One tank with 5 white pipe peaces and a clay flower pot, a sponge filter and a powerhead filter
The other with some "rocks" plus the two filter...in addition a grow some efeutute from that water in hope to reduce some nitrates...


----------



## Mischa0218 (Nov 19, 2015)

Eeessshhh....invest in a uv sterilizer for that....and do partial water changes. Are you fully cycled?


----------



## Gizmo (Dec 6, 2010)

A bubble wall is another entertainment piece that my guppies used to love.

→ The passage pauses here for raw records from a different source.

PR #116, opened 2024-02-15
Several fixes to skdb js package

gregsexton:
Several of these make the recently added type constraints more
appropriate. The rest I've discovered the hard way trying to produce a
bundled web app.


gregsexton:
I need to quickly merge this so I can release a package and unblock myself. Will address any comments in follow ups.

bennostein:
Looks good to me -- ship it!

PR #117, opened 2024-02-16
Make SKDBTable more idiomatic and ergonomic

gregsexton:
We throw less and use undefined more - this makes it more idiomatic
and generally easier to use. E.g. `rows.scalarValue() ?? 0;`.
Typescript does generally do a pretty good job of making you 'unwrap
the optional'.

I also added a couple of methods I kept reaching for to get the first
and last row without throwing.

### DIFF
--- a/sql/ts/src/skdb_util.ts
+++ b/sql/ts/src/skdb_util.ts
@@ -35,14 +35,20 @@ export class ExternalFuns {
 }
 
 /* ***************************************************************************/
-/* Class for query results, extending Array<Object> with some common selectors
-   and utility functions for ease of use. */
+/* Class for query results, extending Array<Record<>> with some common
+   selectors and utility functions for ease of use. */
 /* ***************************************************************************/
 export class SKDBTable extends Array<Record<string, any>> {
-  scalarValue(): any {
-    const row = this.onlyRow();
+  scalarValue(): any | undefined {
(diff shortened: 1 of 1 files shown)


gregsexton:
cc @bennostein

bennostein:
LGTM but in a this-hurts-my-soul kind of way

gregsexton:
If you had an Option/Maybe type would you have returned that or would you still have chosen to throw?

bennostein:
I probably would have used an option!

I like the ocaml convention of using e.g. `foo` for the option-returning version and `foo_exn` for the throwing version of the same function.

gregsexton:
I try to avoid exceptions (in general but definitely) for anything unexceptional, (they cause bugs when not considered - often breaking invariants, it forces you to use exn catching for control flow which is usually orders of mag slower, can't be easily passed across thread boundaries, causes UB when threads crash and breaks invariants, and on and on). So I generally try to use option wherever possible. You can always do whatever the idiomatic equivalent of `x = getSomethingReturningOption().getOrThrow()` if you really want an exn.

Sorry, this comment started off harmless and after a few edits turned in to a rant. :D

gregsexton:
CI has a failure, but tests pass locally. Looks like flakiness to me so going to ship.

They would attack the bubbles, dart in and out and around, and were in general more lively when the air was turned on.


----------



## SansyFrance (Feb 3, 2016)

I've found that having a hide in my tanks with several different entrances that the fish can swim in and out of entertains several of my fish species really well!


----------



## darkyputz (Nov 18, 2015)

Thx so much fir the reply...

I found out for my fish now, that a powerhead that shoots with small bubbles entertain my group very well...also they enjoy the stream...they swim to it from the quite side and "jump" into it and enjoy the ride down to the end of the tank...
It is just getting to crowded soon in the tank, so i hope it warms up soon, so that the gang can move out to their summer home


----------



## insight2663 (Feb 6, 2021)

some fish love to play. I have a 8 inch red devil ciclid and three green terros. I bat moss balls around and they love chasing them. Stick a net in the tank and they think it is play time.


----------



## saa.abdi (Jun 18, 2021)

It depends on what kind of fish you keep. But in general, fish only need a good and healthy tank ecosystem with aquatic plants to entertain them.


----------